**Collected data:**
************
PR #765, opened 2025-02-10
Upgrade nix to use 24.11 channel

potsrevennil:
**Summary**:
- Upgrade nix channel to 24.11
- Keep 24.05 for gcc48 and gcc49, as both are deprecated in 24.11.
- Clean up redundant Nix wrapper functions for easier maintenance.
- Set Clang 15 as the default compiler for macOS to prevent namespace checking issues in CI (Clang 16 seems to cause failures). A follow-up PR is needed to properly resolve this.
- As noted in `nix/util.nix`: 
  - Tools in /Library/Developer/CommandLineTools/usr/bin on macOS are inaccessible in the Nix shell. This issue is addressed in https://github.com/NixOS/nixpkgs/pull/353893 but hasn’t been merged into the 24.11 channel yet. As a workaround, we include the `git` dependency for macOS temporary. 
- Refactored Nix installation and cache setup in setup-nix action:  
  - Nix cache is now built per os-arch instead of combinations of OS, architecture, shell, and root/non-root users.
  - Only the `build_nix_cache` job in `nix` workflow can build, save, and replace the cache.
  - For other workflows that depend on the Nix cache:
    - If started before the Nix cache is built:
      - They fetch an old cache that matches the prefix `$os-$arch`.
      - They build missing dependencies from scratch but do not save derivations as a cache.
    - If started after the Nix cache is built:
      - They successfully fetch the Nix cache using the primary key (`$os-$arch-$hash`).
      - Even if they modify the Nix store, they do not save the updated cache.
  - With the current approach, we can avoid race conditions when using the Nix cache, thereby reducing the risk of hitting the GitHub cache limit frequently.

**Performed local tests**:
 - [ ] `lint` passing
 - [ ] `tests all` passing
 - [ ] `tests bench` passing
 - [ ] `tests cbmc` passing

### DIFF
--- a/.github/workflows/ci_ec2_reusable.yml
+++ b/.github/workflows/ci_ec2_reusable.yml
@@ -119,15 +119,10 @@ jobs:
           nix-shell: ci-linter
           gh_token: ${{ secrets.AWS_GITHUB_TOKEN }}
           nix-verbose: ${{ inputs.verbose }}
-      - name: Preprocess
-        id: preprocess
-        shell: bash
-        run: |
-          echo "nix-shell=${{ inputs.cbmc && 'ci-cbmc' || 'ci' }}${{ (inputs.compile_mode == 'cross' || inputs.compile_mode == 'all') && '-cross' || '' }}" >> $GITHUB_OUTPUT
       - name: Functional Tests
         uses: ./.github/actions/multi-functest
         with:
-          nix-shell: ${{ steps.preprocess.outputs.nix-shell }}
+          nix-shell: ${{ (inputs.compile_mode == 'cross' || inputs.compile_mode == 'all') && 'ci-cross' || 'ci' }}
           nix-cache: ${{ inputs.cbmc || inputs.compile_mode == 'cross' || inputs.compile_mode == 'all' }}
           nix-verbose: ${{ inputs.verbose }}
           gh_token: ${{ secrets.AWS_GITHUB_TOKEN }}
@@ -142,7 +137,7 @@ jobs:
         if: ${{ inputs.cbmc && (success() || failure()) }}
         uses: ./.github/actions/cbmc
         with:
-          nix-shell: ${{ steps.preprocess.outputs.nix-shell }}
+          nix-shell: ci-cbmc
           nix-verbose: ${{ inputs.verbose }}
           mlkem_k: ${{ inputs.cbmc_mlkem_k }}
           gh_token: ${{ secrets.AWS_GITHUB_TOKEN }}
--- a/.github/workflows/nix.yml
+++ b/.github/workflows/nix.yml
@@ -103,4 +103,4 @@ jobs:
           echo "$(dirname $(which nix))" >> $GITHUB_PATH
       - name: nix develop
         run: |
-          ${{ matrix.target.install == 'apt' && 'sudo' || '' }} nix develop --experimental-features "nix-command flakes"
+          ${{ matrix.target.install == 'apt' && 'sudo' || '' }} nix develop --experimental-features "nix-command flakes" --access-tokens "github.com=${{ secrets.GITHUB_TOKEN }}"
--- a/.github/workflows/nix.yml
+++ b/.github/workflows/nix.yml
@@ -24,6 +24,28 @@ concurrency:
   cancel-in-progress: true
 
 jobs:
+  build_nix_cache:
+    permissions:
+      actions: 'write'
+      contents: 'read'
+    strategy:
+      fail-fast: false
+      matrix:
+        runner: [ ubuntu-24.04, ubuntu-24.04-arm, macos-latest ]
+    name: build nix cache (${{ matrix.runner }})
+    runs-on: ${{ matrix.runner }}
+    steps:
+      - uses: actions/checkout@11bd71901bbe5b1630ceea73d27597364c9af683 # v4.2.2
+      - uses: ./.github/actions/setup-nix
+        with:
+          cache: true
+          verbose: true
+          save_cache: true
+          devShell: ci
+          gh_token: ${{ secrets.GITHUB_TOKEN }}
+          script: |
+            nix develop --profile tmp
+            nix-collect-garbage
   develop_environment:
     strategy:
       fail-fast: false
--- a/.github/workflows/nix.yml
+++ b/.github/workflows/nix.yml
@@ -18,6 +18,7 @@ on:
       - 'flake.lock'
       - 'flake.nix'
       - 'nix/**'
+  workflow_dispatch:
 
 concurrency:
   group: ${{ github.workflow }}-${{ github.ref }}
@@ -44,9 +45,20 @@ jobs:
           devShell: ci
           gh_token: ${{ secrets.GITHUB_TOKEN }}
           script: |
+            # NOTE: we're not running cross compilation tests on macOS currently
+            #       and building cross compilation toolchain on macOS runner took
+            #       extremely long time
+            if [[ ${{ runner.os }} != 'macOS' ]]; then
+              nix develop .#ci-cross --profile tmp-cross
+              # GH ubuntu-24.04 image tend to run outof space
+              if [[ ${{ matrix.runner }} == 'ubuntu-24.04' ]]; then
+                nix-collect-garbage
+              fi
+            fi
             nix develop --profile tmp
             nix-collect-garbage
   develop_environment:
+    needs: [ build_nix_cache ]
     strategy:
       fail-fast: false
       matrix:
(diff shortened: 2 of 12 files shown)


nix/cbmc/default.nix
```diff
@@ -1,36 +1,22 @@
...
 , cadical
-, libgcc
 , z3
 }:
 
 buildEnv {
   name = "pqcp-cbmc";
   paths =
     builtins.attrValues {
-      cbmc = cbmc.overrideAttrs (old: rec {
```
mkannwischer, line 17: We are updating cbmc quite often - can you please keep the fixed version so that it is easy to update the version number?

potsrevennil:
Running into a GitHub Actions cache issue ([discussion](https://github.com/orgs/community/discussions/151267)) that prevents the workflows from replacing wrongly cached entries when Nix files change, leading to very slow workflows.

Fortunately, this can be worked around by making slight changes to the Nix files, forcing workflows to create new cache entries.

Additionally, there’s a memory limitation due to the increased dependencies in the default shell after upgrading to 24.11. This can be mitigated by running nix-collect-garbage to free unused Nix derivations.

test/mk/rules.mk
```diff
@@ -27,13 +27,15 @@ $(BUILD_DIR)/%.a: $(CONFIG)
...
+ifneq ($(findstring Darwin,$(HOST_PLATFORM)),) # if is on native macOS
+ifeq ($(CROSS_PREFIX),)
 	$(Q)echo "int main(void) {return 0;}" \
 		| $(CC) -x c - -L$(BUILD_DIR) $(_CFLAGS) \
 		 -all_load -Wl,-undefined,dynamic_lookup -l$(_LIB) \
 		 -Imlkem $(wildcard test/notrandombytes/*.c) -o $(@:%.a=%_tmp.a.out)
 	$(Q)rm -f $(@:%.a=%_tmp.a.out)
-else                                           # if not on macOS
+endif
+else                                           # if not on macOS or cross compiling on macOS
```
mkannwischer, line 38: I'm not sure what is going on here. Before we have two cases, one for macos and one not macos. 
Now we have 3 cases: macos+native, not-macos, macos+cross. The last one is currently empty. Is that intentional? The commit message does not seem to reflect that.

.github/workflows/ci_ec2_reusable.yml
```diff
@@ -123,7 +123,7 @@ jobs:
         id: preprocess
         shell: bash
         run: |
-          echo "nix-shell=${{ inputs.cbmc && 'ci-cbmc' || 'ci' }}${{ (inputs.compile_mode == 'cross' || inputs.compile_mode == 'all') && '-cross' || '' }}" >> $GITHUB_OUTPUT
+          echo "nix-shell=${{ (inputs.cbmc || inputs.compile_mode == 'cross' || inputs.compile_mode == 'all') && 'ci-cross' || 'ci' }}" >> $GITHUB_OUTPUT
```
mkannwischer: This switches the shell to ci-cross for cbmc? The commit message does not reflect that.

flake.nix
```diff
@@ -39,65 +39,74 @@
...
+          };
+          devShells.ci-bench = util.mkShell {
+            packages = builtins.attrValues { inherit (config.packages) toolchains_native; };
+          };
+          devShells.ci-cbmc = util.mkShell {
+            packages = builtins.attrValues { inherit (config.packages) cbmc toolchains_native; };
+          };
+          devShells.ci-cross = util.mkShell {
+            packages = builtins.attrValues { inherit (config.packages) linters cbmc toolchains; };
+          };
```
mkannwischer: Why add cbmc here?

flake.nix
```diff
@@ -74,7 +74,7 @@
             packages = builtins.attrValues { inherit (config.packages) cbmc toolchains_native; };
           };
           devShells.ci-cross = util.mkShell {
-            packages = builtins.attrValues { inherit (config.packages) linters cbmc toolchains; };
+            packages = builtins.attrValues { inherit (config.packages) linters toolchains; };
```
mkannwischer: here cbmc is removed again - please clean this up.

.github/workflows/nix.yml
```diff
@@ -18,6 +18,7 @@ on:
       - 'flake.lock'
       - 'flake.nix'
       - 'nix/**'
+  workflow_dispatch:
```
mkannwischer, line 21: can this be removed?

.github/workflows/ci.yml
```diff
@@ -10,6 +10,16 @@ on:
...
+    paths:
+      - '**'
+      - '!flake.lock'
+      - '!flake.nix'
+      - '!nix/**'
+  workflow_run:
+    workflows:
+      - Nix
+    types:
+      - completed
```
mkannwischer, line 22: This deserves a comment. 
Do I understand correctly that: 
This runs on push if nix files did not change. If nix files change, it runs once the nix workflow completed?

mkannwischer (changes requested):
Thanks @potsrevennil for this update and clean-up. I have some questions and suggestions.

test/mk/rules.mk
potsrevennil: It's still 2 cases actually
`-all_load` seemed to only work with clang on macOS (which means without cross compilation)

`--whole-archive` works for gcc, including the cross compilation toolchains on macOS

not-macOS and macOS+cross should all fall into the `else` case I suppose ?

.github/workflows/nix.yml
potsrevennil: Yes, this can be removed.
However, I keep this just in case that if the cache got evicted, we can manually build the cache, and avoid slowing down the other workflows
In this case, do you still prefer to remove this ?

.github/workflows/ci.yml
potsrevennil: actually, I forgot to remove this
you understanding of my intention is correct, however the action doesn't seem to work as I expected, therefore it's better to remove it to avoid confusion

test/mk/rules.mk
mkannwischer: If this is supposed to be just two cases, then the code is wrong.
There is an `endif else` there. The macos + cross case does nothing.

.github/workflows/ci.yml
mkannwischer: Okay. 
How did you implement it then?

potsrevennil: So the current workflow works like this:
- only `build_nix_cache` in `nix` workflow can build, save and replace cache.
- for all the other workflows that depends on nix cache:
  - if they started before nix cache is built
    - they will first fetch an old cache that first matches the prefix `$os-$arch`
    - they then build the missing dependencies from scratch, but won't save the derivations as a cache
  - if they started after nix cache is built
    - they can successfully fetch the nix cache with the primary key (`$os-$arch-$hash`)
    - similarly, the they won't save nix cache even if they change anything in the nix store
    
I believe that only `build_nix_cache` can create/replace nix cache can avoid the race condition of using nix cache, and alos avoid running into GH cache limit frequently

mkannwischer: okay. I understand.

test/mk/rules.mk
potsrevennil: The first `endif` is for ending the `ifeq ($(CROSS_PREFIX),)` clause
then there's `else` and the second `endif` which are the same level as `ifneq ($(findstring Darwin,$(HOST_PLATFORM)),)` clause

or do I misunderstand something ?

mkannwischer: but what if `ifeq ($(CROSS_PREFIX),)` is false?

mkannwischer:
Why is qemu listed twice? Once as `qemu; # 8.2.4` and once as `qemu = pkgs-unstable.qemu; # 9.2.0`.

test/mk/rules.mk
mkannwischer: This is not yet resolved, right?

mkannwischer (changes requested):
`nix develop` still takes ages on my MacOS machine. 
It is installing things like `libgcc-aarch64-unknown-linux-gnu-13.3.0` that take ages to compile. This sounds related to the CI workarounds for slow builds on MacOS.

test/mk/rules.mk
mkannwischer: sorry - it is fixed now.

potsrevennil:
```
overlays = [
  (_:_: {
    gcc48 = pkgs-2405.gcc48;
    gcc49 = pkgs-2405.gcc49;
    qemu = pkgs-unstable.qemu; # 9.2.0
  })
];
```

in here, I specified that changing qemu version in the `pkgs` set (which is the nixpkgs 24.11 channel) to use the qemu version (9.2.0) from pkgs-unstable (which is the nixpkgs unstable channel)
and from then on, in the flake.nix or `nix/**.nix`, when we specified qemu, it will be the version of 9.2.0 as if we're using the version from the unstable channel

The `8.2.4` was a mistaken comment, I've removed it now.

mkannwischer (approved):
Thanks @potsrevennil! This looks good now!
************
**Problem requirements:**
Only lines holding the string "store" are wanted; gather each one from the entries above.

**Problem solution:**
      - Even if they modify the Nix store, they do not save the updated cache.
    - similarly, the they won't save nix cache even if they change anything in the nix store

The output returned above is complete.